Si
te paras a pensar en el tesoro que supone el tiempo, descubres las veces que
derrochamos instantes metalizados en monedas de oro; “pudimos ser héroes”,
decimos cuando un proyecto atraviesa el océano entero y muere en la misma
orilla; cuando esperas una llamada que nunca se produce o bien al permanecer
embelesado en el horizonte vacío de sombras que jamás lo cruzan. Por otro lado,
escuché hace poco que “el recorrido, a veces, es más valioso que el resultado
final”. Sin buscar el aplauso y el reconocimiento. A veces corremos contra el
crono para poder llegar más temprano, mejor preparados y en perfecto estado de
descomposición. Cuando la energía se esconde entre las costuras del sofá cuesta
mucho posicionarse de nuevo al frente de un velero.
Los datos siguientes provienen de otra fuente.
PR #7355, opened 2026-07-05
fix(sql): preserve row order for order-sensitive aggregates

brunocalza:
## Summary

Make sure `string_agg`, `haversine_dist_deg`, `array_agg`, `sparkline`, and `string_distinct_agg` preserve the order

## Context

 [optimiseOrderBy](https://github.com/questdb/questdb/blob/9.4.3/core/src/main/java/io/questdb/griffin/SqlOptimiser.java#L6117) inside `SqlOptimiser` drops the ordering in sub-queries when not needed. 

Some GROUP BY functions require order though, and there's a check for that:

```java
if (model.getSelectModelType() == IQueryModel.SELECT_MODEL_GROUP_BY) {
	for (int i = 0; i < n && orderByMnemonic != OrderByMnemonic.ORDER_BY_REQUIRED; i++) {
		if (hasOrderedGroupByFunc(columns.getQuick(i).getAst())) {
			orderByMnemonic = OrderByMnemonic.ORDER_BY_REQUIRED;
			break;
		}
	}
}
```

`hasOrderedGroupByFunc` uses the following list to decide on that:
```java
static {
	orderedGroupByFunctions = new LowerCaseAsciiCharSequenceHashSet();
	orderedGroupByFunctions.add("first");
	orderedGroupByFunctions.add("first_not_null");
	orderedGroupByFunctions.add("last");
	orderedGroupByFunctions.add("last_not_null");
}
```
`string_agg`, `haversine_dist_deg`, `array_agg`, `sparkline`, and `string_distinct_agg` are missing from that list.

Example for `string_agg`:
```sql
-- Non-designated timestamp => table scans in INSERTION order
CREATE TABLE words (val STRING, seq INT, ts TIMESTAMP);                                                                         
-- Insertion order spells  A, D, B, C  (scrambled).
-- The `seq` column encodes the INTENDED order:  A, B, C, D.                                                                                           
INSERT INTO words VALUES                                                       
('A', 1, '2020-01-01T00:00:00.000000Z'),                                         
('D', 4, '2020-01-01T00:00:01.000000Z'),                                         
('B', 2, '2020-01-01T00:00:02.000000Z'),                                        
 ('C', 3, '2020-01-01T00:00:03.000000Z');

SELECT string_agg(val, ',') FROM (SELECT * FROM words ORDER BY seq);
--  returns A,D,B,C

SELECT string_agg(val, ',') FROM (SELECT * FROM words ORDER BY seq DESC);
--  also returns A,D,B,C
```

Also, `EXPLAIN` does not show any `SORT`. 
```bash
explain SELECT string_agg(val, ',') FROM (SELECT * FROM words ORDER BY seq DESC);
              QUERY PLAN              
--------------------------------------
 GroupBy vectorized: false
   values: [string_agg(val,,)]
     PageFrame
         Row forward scan
         Frame forward scan on: words
(5 rows)
```

## Changes

- Adds `string_agg` and `haversine_dist_deg` to `orderedGroupByFunctions` list

### DIFF
--- a/core/src/test/java/io/questdb/test/griffin/OrderByAdviceTest.java
+++ b/core/src/test/java/io/questdb/test/griffin/OrderByAdviceTest.java
@@ -32,6 +32,28 @@ import org.junit.Test;
 public class OrderByAdviceTest extends AbstractCairoTest {
 
     @Test
+    public void testArrayAggPreservesOrderByAdvice() throws Exception {
+        execute("create table nums (val double, seq int)");
+        execute("""
+                insert into nums values
+                (1.0, 1),
+                (4.0, 4),
+                (2.0, 2),
+                (3.0, 3)
+                """);
+
+        assertQuery("select array_agg(val) arr from (select * from nums order by seq)")
+                .ddl(null)
+                .noRandomAccess()
+                .expectSize()
+                .withPlanContaining("GroupBy", "Encode sort light", "keys: [seq]")
+                .returns("""
+                        arr
+                        [1.0,2.0,3.0,4.0]
+                        """);
+    }
+
+    @Test
     public void testCreateDesignatedTimestampFromMultipleOrderBy() throws Exception {
         assertQuery("select * from x order by t, a")
                 .ddl("create table x as (" +
@@ -813,6 +835,28 @@ public class OrderByAdviceTest extends AbstractCairoTest {
                         1326447242\t1970-01-01T00:00:00.006000Z
                         1548800833\t1970-01-01T00:00:00.002000Z
                         1868723706\t1970-01-01T00:00:00.008000Z
+                        """);
+    }
+
+    @Test
+    public void testSparklinePreservesOrderByAdvice() throws Exception {
+        execute("create table series (val double, seq int)");
+        execute("""
+                insert into series values
+                (0.0, 1),
+                (3.0, 4),
+                (1.0, 2),
+                (2.0, 3)
+                """);
+
+        assertQuery("select sparkline(val) spark from (select * from series order by seq)")
+                .ddl(null)
+                .noRandomAccess()
+                .expectSize()
+                .withPlanContaining("GroupBy", "Encode sort light", "keys: [seq]")
+                .returns("""
+                        spark
+                        ▁▃▅█
                         """);
     }
 
--- a/core/src/test/java/io/questdb/test/griffin/OrderByAdviceTest.java
+++ b/core/src/test/java/io/questdb/test/griffin/OrderByAdviceTest.java
@@ -183,6 +183,27 @@ public class OrderByAdviceTest extends AbstractCairoTest {
     }
 
     @Test
+    public void testHaversineDistDegPreservesOrderByAdvice() throws Exception {
+        execute("create table geo (lat double, lon double, seq int, ts timestamp)");
+        execute("""
+                insert into geo values
+                (0, 0,  1, '2020-01-01T00:00:00.000000Z'),
+                (0, 30, 4, '2020-01-01T00:00:03.000000Z'),
+                (0, 10, 2, '2020-01-01T00:00:01.000000Z'),
+                (0, 20, 3, '2020-01-01T00:00:02.000000Z')
+                """);
+
+        assertQuery("select haversine_dist_deg(lat, lon, ts) d from (select * from geo order by seq)")
+                .ddl(null)
+                .noRandomAccess()
+                .expectSize()
+                .returns("""
+                        d
+                        3335.893876029014
+                        """);
+    }
+
+    @Test
     public void testNoKeyGroupBy() throws Exception {
         assertQuery("select sum(price) / count() from x where price > 0")
                 .ddl("""
@@ -791,6 +812,27 @@ public class OrderByAdviceTest extends AbstractCairoTest {
                         1326447242\t1970-01-01T00:00:00.006000Z
                         1548800833\t1970-01-01T00:00:00.002000Z
                         1868723706\t1970-01-01T00:00:00.008000Z
+                        """);
+    }
+
+    @Test
+    public void testStringAggPreservesOrderByAdvice() throws Exception {
+        execute("create table words (val string, seq int)");
+        execute("""
+                insert into words values
+                ('A', 1),
+                ('D', 4),
+                ('B', 2),
+                ('C', 3)
+                """);
+
+        assertQuery("select string_agg(val, ',') s from (select * from words order by seq)")
+                .ddl(null)
+                .noRandomAccess()
+                .expectSize()
+                .returns("""
+                        s
+                        A,B,C,D
                         """);
     }
 
--- a/core/src/test/java/io/questdb/test/griffin/OrderByAdviceTest.java
+++ b/core/src/test/java/io/questdb/test/griffin/OrderByAdviceTest.java
@@ -46,7 +46,7 @@ public class OrderByAdviceTest extends AbstractCairoTest {
                 .ddl(null)
                 .noRandomAccess()
                 .expectSize()
-                .withPlanContaining("GroupBy", "Encode sort light", "keys: [seq]")
+                .withPlanContaining("GroupBy", "keys: [seq]")
                 .returns("""
                         arr
                         [1.0,2.0,3.0,4.0]
@@ -219,7 +219,7 @@ public class OrderByAdviceTest extends AbstractCairoTest {
                 .ddl(null)
                 .noRandomAccess()
                 .expectSize()
-                .withPlanContaining("GroupBy", "Encode sort light", "keys: [seq]")
+                .withPlanContaining("GroupBy", "keys: [seq]")
                 .returns("""
                         d
                         3335.893876029014
@@ -853,7 +853,7 @@ public class OrderByAdviceTest extends AbstractCairoTest {
                 .ddl(null)
                 .noRandomAccess()
                 .expectSize()
-                .withPlanContaining("GroupBy", "Encode sort light", "keys: [seq]")
+                .withPlanContaining("GroupBy", "keys: [seq]")
                 .returns("""
                         spark
                         ▁▃▅█
@@ -875,10 +875,56 @@ public class OrderByAdviceTest extends AbstractCairoTest {
                 .ddl(null)
                 .noRandomAccess()
                 .expectSize()
-                .withPlanContaining("GroupBy", "Encode sort light", "keys: [seq]")
+                .withPlanContaining("GroupBy", "keys: [seq]")
                 .returns("""
                         s
                         A,B,C,D
+                        """);
+    }
+
+    @Test
+    public void testStringDistinctAggPreservesOrderByAdvice() throws Exception {
+        execute("create table words (val string, seq int)");
+        execute("""
+                insert into words values
+                ('A', 1),
+                ('D', 4),
+                ('B', 2),
+                ('C', 3),
+                ('B', 5)
+                """);
+
+        assertQuery("select string_distinct_agg(val, ',') s from (select * from words order by seq)")
+                .ddl(null)
+                .noRandomAccess()
+                .expectSize()
+                .withPlanContaining("GroupBy", "keys: [seq]")
+                .returns("""
+                        s
+                        A,B,C,D
+                        """);
+    }
+
+    @Test
+    public void testStringDistinctAggPreservesOrderByAdviceDesc() throws Exception {
+        execute("create table words (val string, seq int)");
+        execute("""
+                insert into words values
+                ('A', 1),
+                ('D', 4),
+                ('B', 2),
+                ('C', 3),
+                ('B', 5)
+                """);
+
+        assertQuery("select string_distinct_agg(val, ',') s from (select * from words order by seq desc)")
+                .ddl(null)
+                .noRandomAccess()
+                .expectSize()
+                .withPlanContaining("GroupBy", "keys: [seq desc]")
+                .returns("""
+                        s
+                        B,D,C,A
                         """);
     }
 
--- a/core/src/test/java/io/questdb/test/griffin/OrderByAdviceTest.java
+++ b/core/src/test/java/io/questdb/test/griffin/OrderByAdviceTest.java
@@ -197,6 +197,7 @@ public class OrderByAdviceTest extends AbstractCairoTest {
                 .ddl(null)
                 .noRandomAccess()
                 .expectSize()
+                .withPlanContaining("GroupBy", "Encode sort light", "keys: [seq]")
                 .returns("""
                         d
                         3335.893876029014
@@ -830,6 +831,7 @@ public class OrderByAdviceTest extends AbstractCairoTest {
                 .ddl(null)
                 .noRandomAccess()
                 .expectSize()
+                .withPlanContaining("GroupBy", "Encode sort light", "keys: [seq]")
                 .returns("""
                         s
                         A,B,C,D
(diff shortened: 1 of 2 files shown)


core/src/test/java/io/questdb/test/griffin/OrderByAdviceTest.java
```diff
@@ -182,6 +182,27 @@ from long_sequence(1000)) timestamp (ts)""")
...
+        execute("create table geo (lat double, lon double, seq int, ts timestamp)");
+        execute("""
+                insert into geo values
+                (0, 0,  1, '2020-01-01T00:00:00.000000Z'),
+                (0, 30, 4, '2020-01-01T00:00:03.000000Z'),
+                (0, 10, 2, '2020-01-01T00:00:01.000000Z'),
+                (0, 20, 3, '2020-01-01T00:00:02.000000Z')
+                """);
+
+        assertQuery("select haversine_dist_deg(lat, lon, ts) d from (select * from geo order by seq)")
```
puzpuzpuz, line 218: nit: we could also assert execution plan here.

puzpuzpuz (dismissed):
Thanks for the contribution!

core/src/test/java/io/questdb/test/griffin/OrderByAdviceTest.java
brunocalza: added that in a new commit

puzpuzpuz (dismissed):

bluestreak01 (changes requested):
@brunocalza — thanks for the fix. Reviewed at a deep level (built the branch and ran the new tests + empirical probes). The change as written is **correct**, but it's an **incomplete** fix for the bug class it addresses, so I'm requesting changes to fold in the remaining cases.

## What's correct (verified)
- Both `string_agg` (`StringAggGroupByFunction`) and `haversine_dist_deg` (`HaversineDistDegreeGroupByFunction`) are `supportsParallelism() == false` and aggregate in `computeFirst`/`computeNext` call order, so preserving the sub-query `ORDER BY` is exactly the right fix.
- Added tokens match the registered SQL names; `LowerCaseAsciiCharSequenceHashSet` handles case; both `string_agg` overloads share the `string_agg` token.
- Built and ran the two new tests: `Tests run: 2, Failures: 0`. They're genuine regression tests (fail without the fix on both the `.returns(...)` value and the `Encode sort light` plan fragment).

## Moderate

### M1 — Incomplete: `array_agg` and `sparkline` have the identical bug and are left broken
The root cause is a hand-maintained name list, and it's missing more than these two functions. Confirmed empirically (built a scratch probe, ran it, reverted):

**`array_agg`** — `SELECT array_agg(val) FROM (SELECT * FROM words ORDER BY seq)`:
- `ORDER BY seq` (correct = `[10,20,30,40]`) returned `[10.0,40.0,20.0,30.0]` (storage order)
- `ORDER BY seq DESC` returned the **identical** wrong `[10.0,40.0,20.0,30.0]`
- Plan shows no sort — inner `ORDER BY` dropped, exactly like `string_agg` before this fix.

I then temporarily added `orderedGroupByFunctions.add("array_agg")` and re-ran: `ORDER BY seq` → `[10,20,30,40]` and `ORDER BY seq DESC` → `[40,30,20,10]`. **Same root cause, same one-line fix.** Note `array_agg(D)` and `array_agg(D[])` both map to the `array_agg` token, so one entry covers both.

**`sparkline`** — `... ORDER BY seq` and `... ORDER BY seq DESC` both returned the identical `▁█▃▅` (storage order), i.e. order-insensitive output ⇒ same dropped-order bug.

Per our "bundle related fixes into one PR" convention, please add `array_agg` and `sparkline` (same token covers the `sparkline` with-params overload) to the list in this PR, each with a regression test mirroring the two you added. This is the same silent-wrong-results class you're fixing.

Checked and **not** flagging:
- `string_distinct_agg` — backed by a hash set; DISTINCT-aggregation order is implementation-defined, no clear contract. Your call whether to include it.
- `twap` — rejects any non-designated timestamp (`twap() requires the table's designated timestamp as the second argument`), so the reorder scenario can't arise. Moot.

### M2 — Design: the name-string list is fragile and keeps drifting out of sync
`orderedGroupByFunctions` couples optimizer correctness to string literals that must be manually kept in lockstep with every order-sensitive aggregate. The `array_agg`/`sparkline` gaps are direct symptoms of that drift. A more robust design is a self-declared `isOrderSensitive()` default on `GroupByFunction` (mirroring `supportsParallelism()`), queried during optimisation, so each function ships its own correctness metadata and the central list goes away. Pre-existing and larger than this PR — raising it because it's why the bug recurs.

## Minor
- **M3** — Both new tests only assert ascending order. Your own description shows the `DESC` case returning wrong results; a `DESC` assertion (different expected value/string) would lock in that direction is honored, not just that some sort was inserted.
- **M4** — `.withPlanContaining("Encode sort light")` binds to a specific sort operator name and will break if the planner later picks a different sort variant even when behavior is correct. The `.returns(...)` value is the real guarantee.
- Add **SQL** and **Bug** labels.

## Downgraded (dismissed after verification)
- "Parallel GROUP BY could still reorder these" — both are `supportsParallelism() == false`.
- "string_distinct_agg / twap have the same bug" — see M1 (implementation-defined order / designated-ts requirement).
- "array_agg can't be fixed via the list because it sorts by rowId + supports parallelism" — empirically, adding it to the list produces correct asc/desc results, same remedy.

**Verdict:** request changes — nothing in the diff is wrong, but please extend it to `array_agg` and `sparkline` (with tests) so the fix covers the whole bug class rather than two of the affected functions.

brunocalza:
Thanks for the review @bluestreak01 

I consciously left `array_agg` and `sparkline` out because adding them makes them not use parallelism (different from `string_agg` and `haversine_dist_deg` that do not support parallelism). And because their order semantics don't seem well specified, I thought it was okay to leave them out. Should we still add them? Just wanted to confirm that.

About M2. That is a much bigger change. I don't think it's worth addressing in this PR.

M3 and M4 seems really minor.

brunocalza:
I added `array_agg` and `sparkline`. 

Actually a comment I made earlier is not 100% correct: "because adding them makes them not use parallelism". The parallel group by is only disabled in the case of an ordering different than the designated timestamp. Adding `array_agg` and `sparkline` seems the right call.

bluestreak01 (changes requested):
@brunocalza

# Review: PR #7355 — `fix(sql): preserve row order for order-sensitive aggregates`

**Level 3** (full mission-critical pass). The production diff is 4 lines (`orderedGroupByFunctions.add(...)` for `string_agg`, `haversine_dist_deg`, `array_agg`, `sparkline`) plus 4 regression tests. Small diff, but the changed symbol (`orderedGroupByFunctions`) gates optimizer correctness for *every* order-sensitive aggregate, so I inventoried the whole aggregate surface and verified empirically (built the branch, ran the tests, reverted the fix in a scratch worktree, and probed sibling functions).

## What I verified (empirically)

- **The mechanism is correct for all four functions.** `GroupByNotKeyedRecordCursorFactory` / `GroupByRecordCursorFactory` feed a **synthetic `rowId++` counter in cursor order** to `computeFirst/Next`, not the storage rowId. So even the rowId-sorting collectors (`array_agg`, `sparkline`) reproduce cursor order, and forcing the sub-query `ORDER BY` to survive makes cursor order = the requested order. `string_agg`/`haversine_dist_deg` are `supportsParallelism()==false` and aggregate in call order. All four are correct.
- **This refutes the prior-review "array_agg can't be fixed via the list (sorts by rowId)" worry.** The rowId is the synthetic counter, so the list fix works. Empirically: base `[1.0,4.0,2.0,3.0]` → fixed `[1.0,2.0,3.0,4.0]`.
- **All 4 new tests are genuine regression tests.** In a scratch worktree at the PR base (fix absent, tests present) all four **fail** with exactly the storage-order wrong values (`string_agg` A,D,B,C; `haversine` 6671.79 vs 3335.89; `array_agg` [1,4,2,3]; `sparkline` ▁█▃▅). On the PR branch all four pass. 214 tests across the related aggregate suites pass — no regressions.
- **PR metadata is good:** Conventional-commit title with repeated verb; labels `Bug`, `SQL` present; no `returnsOnce`; tests use the strict `.returns(...)` battery with `.expectSize()`/`.noRandomAccess()`.

## Critical

### C1 — Incomplete fix: `string_distinct_agg` has the identical bug and is left broken (pre-existing, in-scope)

`string_distinct_agg` (all three overloads — `(Sa)` string, `(Øa)` varchar, `(Ka)` symbol; one token covers all, like `string_agg`) is **not** added to the list, yet it is order-sensitive in exactly the way the PR fixes:

- `StringDistinctAggGroupByFunction.getStr()` emits `set.get(i)` over a `CharSequenceHashSet`, and `CharSequenceHashSet.get(i)` returns `list.getQuick(i)` — the **insertion-ordered** backing list (`core/src/main/java/io/questdb/std/CharSequenceHashSet.java:161`). So the output is distinct values in **deterministic first-seen order**.
- All three variants are `supportsParallelism() == false` — structurally identical to `string_agg`.

**Empirically confirmed** the same dropped-`ORDER BY` bug (probe in a scratch worktree):

```sql
CREATE TABLE sda (val STRING, seq INT);
INSERT INTO sda VALUES ('B',2),('A',1),('C',3);   -- storage first-seen: B,A,C ; ORDER BY seq: A,B,C
SELECT string_distinct_agg(val, ',') FROM (SELECT * FROM sda ORDER BY seq);
```
Returns `B,A,C` (storage order — sub-query `ORDER BY` silently dropped, no `SORT` in the plan) instead of `A,B,C`. I then added `orderedGroupByFunctions.add("string_distinct_agg");` and re-ran: returns `A,B,C`. **Same root cause, same one-line fix.**

This is a pre-existing bug found in the exact list this PR modifies, and the PR's own title claims to cover "order-sensitive aggregates." The prior review dismissed it as "implementation-defined (hash set)", but the order is not implementation-defined — it is deterministic first-seen order, and an explicit user `ORDER BY` is being discarded. Per the bundle-fixes convention, close it here.

**Suggested fix (this PR):**
```java
orderedGroupByFunctions.add("sparkline");
orderedGroupByFunctions.add("string_distinct_agg");
```
plus a regression test mirroring the four added (choose data where storage first-seen order ≠ `ORDER BY` first-seen order, e.g. the probe above, asserting `A,B,C` and a `.withPlanContaining(...)` sort fragment).

I checked the remaining collectors and confirmed no further gaps: `twap` throws on a non-designated timestamp (`TwapGroupByFunction.java:466`) so the reorder can't arise; `vwap` is a commutative notional/volume sum (order-independent); `mode`/`arg_min`/`arg_max` are order-independent for a clear winner (tie-break genuinely implementation-defined). `string_distinct_agg` is the only omission.

## Moderate

### M1 — DESC direction is untested for all four functions
Each new test asserts only ascending order. The ascending tests *are* valid regression tests (their data distinguishes sorted order from storage order — verified they fail without the fix), so this is not Critical. But a `DESC` case (different expected value) would additionally lock in that the sort *direction* propagates, not merely that some sort was inserted. Cheap to add while editing these tests. Justification for Moderate (not Critical): the ascending assertions already observe the exact ordered output, so correctness of the ASC path is covered; the gap is only the DESC path's direction plumbing, which is shared with the already-tested `first`/`last`.

### M2 — The hand-maintained name list is the root cause of the recurring drift (design)
`orderedGroupByFunctions` couples optimizer correctness to string literals kept in manual lockstep with every order-sensitive aggregate. C1 is the *third* function silently missed by this list; the prior review already flagged the same fragility. A self-declared `isOrderSensitive()` default on `GroupByFunction` (mirroring `supportsParallelism()`), queried during `optimiseOrderBy`, would let each function ship its own metadata and delete the list. This is a larger refactor than this PR should carry — not blocking — but it is the durable fix and worth a follow-up. Justification for Moderate: purely structural; the immediate one-line additions (including C1) fully restore correctness without it.

## Minor

- **M3 — `.withPlanContaining("Encode sort light")` binds to a specific sort operator name.** If the planner later selects a different sort variant while behavior stays correct, the test breaks spuriously. Keeping a plan assertion is valuable (it proves a sort was actually inserted rather than the result matching storage order by luck); consider asserting a more stable fragment. The `.returns(...)` value is the real guarantee.
- **M4 — PR body "## Changes" is stale.** It lists only `string_agg` and `haversine_dist_deg`; `array_agg` and `sparkline` were added later but not listed. Update the section to enumerate all bundled functions (and C1 if added).

## Downgraded (false positives, dismissed after verification)

- *"array_agg sorts by rowId + supports parallelism, so the list fix can't work."* — Refuted empirically: the group-by feeds a synthetic `rowId++` in cursor order (`GroupByNotKeyedRecordCursorFactory.java:396-400`), so array_agg reproduces cursor order; adding it to the list yields correct ASC/DESC results.
- *"Parallel GROUP BY could still reorder these."* — With the sub-query `ORDER BY` preserved, the group-by runs single-threaded over the sort cursor (`string_agg`/`haversine`/`string_distinct_agg` are `supportsParallelism()==false`; `array_agg`/`sparkline` fall back off the page-frame path). Confirmed by the passing `.returns(...)` value tests.
- *"`twap`/`vwap`/`mode` have the same bug."* — `twap` rejects non-designated timestamps; `vwap` is commutative; `mode`'s winner is order-independent. No dropped-order defect.

## Coverage map

| Change (symbol → behavior) | Test | Failure link (verified) | Dimensions | Verdict |
|---|---|---|---|---|
| `string_agg` forces ORDER_BY_REQUIRED → sub-query ORDER BY kept | `testStringAggPreservesOrderByAdvice` | Asserts `A,B,C,D`; base returns `A,D,B,C` → fails (ran it) | happy ✓; DESC uncovered; concurrency N/A (parallel=false); leak ✓ (builder) | TESTED |
| `haversine_dist_deg` same | `testHaversineDistDegPreservesOrderByAdvice` | Asserts `3335.89…`; base returns `6671.79…` → fails | happy ✓; DESC uncovered; concurrency N/A; leak ✓ | TESTED |
| `array_agg` same | `testArrayAggPreservesOrderByAdvice` | Asserts `[1.0,2.0,3.0,4.0]`; base returns `[1.0,4.0,2.0,3.0]` → fails | happy ✓; DESC uncovered; NULL-elem uncovered; leak ✓ | TESTED |
| `sparkline` same | `testSparklinePreservesOrderByAdvice` | Asserts `▁▃▅█`; base returns `▁█▃▅` → fails | happy ✓; DESC uncovered; leak ✓ | TESTED |
| `string_distinct_agg` (same bug class, **not fixed**) | none | Probe returns `B,A,C` vs `A,B,C`; drops ORDER BY | happy UNTESTED; all uncovered | **UNTESTED / UNFIXED (C1)** |

## Summary

- **Verdict: request changes.** The four-function fix is correct, cleanly implemented, and backed by genuine regression tests (empirically verified fail-without-fix, pass-with-fix, zero collateral regressions). But the correctness gate is open: **C1 — `string_distinct_agg` carries the identical silent-wrong-results bug** (empirically confirmed) and belongs in this PR, since the diff modifies exactly the list that governs it and the PR title claims the whole class. Add the one token plus a regression test.
- **Coverage map: 5 behavioral changes in the bug class, 4 tested, 1 UNTESTED/UNFIXED (`string_distinct_agg`).**
- **Findings: 6 (1 Critical, 2 Moderate, 2 Minor + metadata); 3 draft false positives dropped after verification.**
- **In-diff / out-of-diff / pre-existing split:** 0 in-diff bugs, 0 out-of-diff, **1 pre-existing** (C1). The core diff itself is bug-free; the only blocking item is the omission.
- **Tradeoffs:** forcing `ORDER_BY_REQUIRED` reinstates the sort the user asked for (and may disable parallel GROUP BY when the sort is on a non-designated column) — this is the intended cost of correctness, not a regression, since the prior fast path returned wrong results. No performance concern on the optimizer path: the check is an O(1) hash lookup at compile time.

Once `string_distinct_agg` (+ test) lands, this is an approve. M1 (DESC tests) and M4 (body update) are worth folding in at the same time; M2 (self-declared `isOrderSensitive()`) is a reasonable follow-up but not required here.

brunocalza:
Added `string_distinct_agg` and a single test for DESC. Adding a DESC test for every function seems redundant.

Pero lo haces. Lo vuelves a
hacer, y si fracasas, te vuelves a poner al timón. Sin lamentos. Con ansia. Y
ese momento en que empiezas de nuevo, es un nuevo tesoro descubierto en una
isla imposible de localizar en cualquier mapa. Vuelves a volver a volar.
Se
trata de eso. Si la vela se rompe, hay que volver a coserla. La quilla se
fabricó con ardor, por eso estará siempre tan intacta como deseemos. No podemos
inventar laberintos que nos lleven a espejismos en el desierto. Me propongo
seguir navegando, poner la sangre en los dedos encallados para que bailen de
nuevo al son de Juanita para elevar un nuevo repertorio a nivel de concierto. Así,
mientras las horas desfilan tras la ventana ralentizaré los minutos al calor de
un cenicero, cocinando metas entre notas de mimbre y golpes de ctrl + E. Me propongo recuperar lo perdido
en la vereda, rápidamente para que no se agote el tiempo y nosotros ante el
lecho vacío, nos encontremos velando al muerto.
Reventaremos
distancias a través de minutos y lugares y asumiremos el poder para manejar el
crono en la palma de la mano, sin una barrera que no se pueda saltar, engañando
con triquiñuelas al miedo. Aunque vivamos deprisa, siempre tendremos tiempo.